Work order:
Using the material below, copy every line where "much" appears.

◇ ◇ ◇ ◇

PR #2674, opened 2022-09-13
Fix telescreen installation and offset + refactor into a console

PsyCommando:
## Description of changes
* Telescreen now properly installs on walls from the direction the user is facing.
* Added basic directional icon states for the telescreen and its overlays.
* ~~Fix telescreen being usable when held.~~ (Not relevant anymore)
* ~~Made a mapped preset so the mapped telescreens start anchored.~~  (Not relevant **anymore)
* ~~Prevented objects from automatically being offset if not anchored.~~
* Modified all map references to the telescreen to use the auto-offset.
* Made the telescreen into a subclass of the ``/obj/machinery/computer/modular`` class.
* Added a wall mountable frame item for the telescreen, along with a kit.
* Added a circuitboard for the telescreen.

## Changelog
:cl:
bugfix: Telescreen can no longer be used when held, as it was intended.
bugfix: Telescreen now properly install on walls.
imageadd: Added basic directional icon states for the telescreen.
imageadd: Added construction state icons for the telescreen.
added: Added a wall frame for the telescreen along with a kit.
added: Added a circuitboard for the telescreen.
code: Refactored the telescreen so that its a subclass of /obj/machinery/computer/modular now.
tweak: Changed all instances of telescreens in the map files to use auto directional offset, and face proper direction.
/:cl:


code/game/objects/objs.dm
```diff
@@ -208,22 +208,22 @@
...
 /obj/set_dir(ndir)
 	. = ..()
-	if(directional_offset)
+	if(directional_offset && anchored)
 		update_directional_offset()
 
 /obj/Move()
 	. = ..()
-	if(directional_offset)
+	if(directional_offset && anchored)
```
MistakeNot4892: Why would something anchored be moved?
Generally this looks like it would be better to have `update_direction_offset()` null offsets if not anchored, rather than doing `n` separate checks.

PsyCommando: Yeah, that's a brainfart on my part. I'll remove that line in Move().

And, if I null the offsets when not anchored, it means anything else that might set the default offset would get overwritten when unanchored. So I'd rather take a more prudent approach to it and let whatever unanchor the thing handle its new default offset. That's especially tricky for items, since they tend to mess with pixel offsets a bunch.

code/game/objects/objs.dm
```diff
@@ -208,22 +208,17 @@
 
 /obj/set_dir(ndir)
 	. = ..()
-	if(directional_offset)
-		update_directional_offset()
-
-/obj/Move()
-	. = ..()
-	if(directional_offset)
+	if(directional_offset && anchored)
```
afterthought2: I'm with Loaf on this: what actually moves/forceMoves anchored entities, except e.g. shuttle move and qdel?

code/game/objects/objs.dm
```diff
@@ -208,22 +208,17 @@
 
 /obj/set_dir(ndir)
 	. = ..()
-	if(directional_offset)
-		update_directional_offset()
```
afterthought2: Isn't the whole point to update when the dir is changed?

code/game/objects/objs.dm
PsyCommando: Got rid of the stuff in move a while ago. Also I don't think you're commenting on the right line?

code/game/objects/objs.dm
PsyCommando: The thing is, some items act differently when they're not anchored. 
So they only get offset when they actually are anchored in place, since that's the common case when all things that uses this system actually always want to be offset.

code/game/objects/objs.dm
afterthought2: Well, it's reasonable to point this comment at any of the three. I just don't buy that this event is in the right place (anchored + forceMove/dir set). Things being moved or rotated while anchored are inherently ad hoc/outside the world model and will vary obj by obj, so it's not clear what you are intercepting here. I get that it probably works for this obj in particular, but this is an /obj-level forceMove override, it needs to be well thought out. I think Loaf's suggestion to have some ability to activate/deactivate offsets makes a lot more sense.

PsyCommando: The comment on the check being in move() made sense, since an anchored object never moves anyways, so I fixed that. ForceMove on the other hand doesn't work the same way, and will move the thing whether its anchored or not, that's how things are moved into the inventory for one. 
Also, you already can activate/deactivate the offset? Just null out the directional_offset var?

Then, the only objects using this are wall-mounted objects and items. I could check all of them if they want to have a directional offset, by calling a proc in the if condition, but that's getting a bit overkill when the only current, and unlikely to change, use case is wall-mounted objects.. I just don't see how that would be worth it, or not annoy people because of an extra unavoidable proc call inside a busy code path?

code/game/objects/objs.dm
```diff
@@ -208,22 +208,17 @@
...
-/obj/Move()
-	. = ..()
-	if(directional_offset)
+	if(directional_offset && anchored)
 		update_directional_offset()
 
 /obj/forceMove(atom/dest)
 	. = ..()
-	if(directional_offset)
+	if(directional_offset && anchored)
```
MistakeNot4892: `directional_offset` and `anchored` are both checked in `update_directional_offset()`, why check them at all here and in `set_dir`

PsyCommando: To prevent the proc call overhead for literally every obj ever.

MistakeNot4892: `directional_offset` is only set on 64 types, largely structures and machines, and anchored objects shouldn't be moving frequently.

PsyCommando: Oh so you meant only the ``anchored`` check? Yeah, that one might be too much here.

code/game/objects/objs.dm
afterthought2: If you can activate/deactivate it, then why not do it here as appropriate? That would be natural, and there are anchored setters that you can put the activation into.

On the one hand, you are arguing that `anchored` is the right condition for these wall objs and they are the only things using the system, so it's the right condition overall. On the other hand, you are writing the system at `/movable` level. I just don't think you can have it both ways.

PsyCommando: Changed the code since then.

code/game/objects/objs.dm
```diff
@@ -211,19 +211,14 @@
 	if(directional_offset)
 		update_directional_offset()
 
-/obj/Move()
```
MistakeNot4892: Can you clarify why this is being removed? I looked over the PR and I can't see an equivalent of it being readded.

code/game/objects/objs.dm
MistakeNot4892: Currently the code seems to be unchanged from base so assuming this is resolved.

code/modules/modular_computers/computers/subtypes/dev_telescreen.dm
```diff
@@ -1,61 +1,65 @@
...
+		set_dir(global.reverse_dir[user.dir])
+		set_anchored(TRUE)
+		visible_message(SPAN_NOTICE("\The [user] secures \the [src]."), SPAN_NOTICE("You secure \the [src]."), range = 3)
+		playsound(src, 'sound/effects/metalhit.ogg', 25, TRUE)
+
+/obj/item/modular_computer/telescreen/proc/set_anchored(var/state)
+	var/datum/extension/assembly/modular_computer/telescreen/assembly = get_extension(src, /datum/extension/assembly)
+	anchored = state
+	if(anchored)
+		obj_flags |= OBJ_FLAG_MOVES_UNSUPPORTED
```
MistakeNot4892: Why does this flag need to be toggled? As far as I can tell it's solely used for shuttle moves.

code/modules/modular_computers/computers/subtypes/dev_telescreen.dm
```diff
@@ -1,61 +1,65 @@
...
+	desc               = "A wall-mounted touchscreen computer."
+	icon               = 'icons/obj/modular_computers/modular_telescreen.dmi'
+	icon_state         = "telescreen"
+	anchored           = FALSE
+	density            = FALSE
+	light_strength     = 4
+	w_class            = ITEM_SIZE_HUGE
+	computer_type      = /datum/extension/assembly/modular_computer/telescreen
+	obj_flags          = 0
+	directional_offset = "{'NORTH':{'y':-20}, 'SOUTH':{'y':24}, 'EAST':{'x':-24}, 'WEST':{'x':24}}"
```
MistakeNot4892, line 59: These don't line up with the offsets in the code below, is that intentional?

code/game/objects/objs.dm
```diff
@@ -211,19 +211,14 @@
...
-
 /obj/forceMove(atom/dest)
 	. = ..()
 	if(directional_offset)
 		update_directional_offset()
 
 /** Applies the offset stored in the directional_offset json list depending on the current direction.  */
 /obj/proc/update_directional_offset()
-	if(!length(directional_offset))
+	if(!length(directional_offset) || !anchored)
```
MistakeNot4892: I don't think it makes sense to check anchored here. It's still not clear to me why you need to universally stop atoms from updating their offsets if they're not anchored. You could override update_directional_offset() on the telescreen to return early if not anchored, or make it an object flag.

code/modules/modular_computers/computers/subtypes/dev_telescreen.dm
PsyCommando: If it gets wall-mounted, it has to act like it is. So if someone bolts a telescreen on the outside of a shuttle, it should move along with the shuttle even if its on an open turf.

code/game/objects/objs.dm
PsyCommando: Because afterthought really wanted me to change that.
https://github.com/NebulaSS13/Nebula/pull/2674#discussion_r980650767

code/modules/modular_computers/computers/subtypes/dev_telescreen.dm
MistakeNot4892: Why does it need to be _toggled_? It was previously just set on the atom.

code/modules/modular_computers/computers/subtypes/dev_telescreen.dm
PsyCommando: Uh, what code below? I looked at the whole file but I can't find another place changing offsets?
Those on line 12 are the proper offsets I got after tweaking them live with the current icon.

MistakeNot4892: The ones you deleted.

code/game/objects/objs.dm
PsyCommando: I don't really know anymore tbh. I remember having a talk with you and afterthought and it didn't make much sense to intercept move since the objects updating their offsets were all anchored. 
And there too : https://github.com/NebulaSS13/Nebula/pull/2674#discussion_r980650767

code/modules/modular_computers/computers/subtypes/dev_telescreen.dm
PsyCommando: The ones I deleted were completely off?

code/modules/modular_computers/computers/subtypes/dev_telescreen.dm
PsyCommando: Because once you detach the screen from the wall it behaves like any other items and should fall off the shuttle if it moves?

code/game/objects/objs.dm
PsyCommando: I guess I'll work out something else then.

PsyCommando:
Alright, so since everyone seemed annoyed at having special cases for handling items that behave like machines, I just turned the telescreen into a machine, so that we don't have to debate about that anymore or make exception for items that act weird.

code/game/objects/objs.dm
PsyCommando: I removed the anchored checks, and implemented the checks for being on the wall or not into the concerned objects.

code/modules/modular_computers/computers/subtypes/dev_telescreen.dm
PsyCommando: Now it turns into a frame item when in deconstructed state. So no need for special handling anymore.

code/game/objects/objs.dm
PsyCommando: Restored that code to what it was before.

code/modules/modular_computers/os/visuals.dm
```diff
@@ -20,7 +20,10 @@
 	if(screen_icon_file)
 		var/image/I
 		if(active_program)
-			I = image(screen_icon_file, active_program.program_icon_state)
+			if(active_program.program_icon_state in icon_states(screen_icon_file))
```
MistakeNot4892, line 23: `check_state_in_icon(active_program.program_icon_state, screen_icon_file)`

MistakeNot4892 (approved):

◇ ◇ ◇ ◇

Solution to this exercise:
PsyCommando: Oh so you meant only the ``anchored`` check? Yeah, that one might be too much here.
PsyCommando: I don't really know anymore tbh. I remember having a talk with you and afterthought and it didn't make much sense to intercept move since the objects updating their offsets were all anchored. 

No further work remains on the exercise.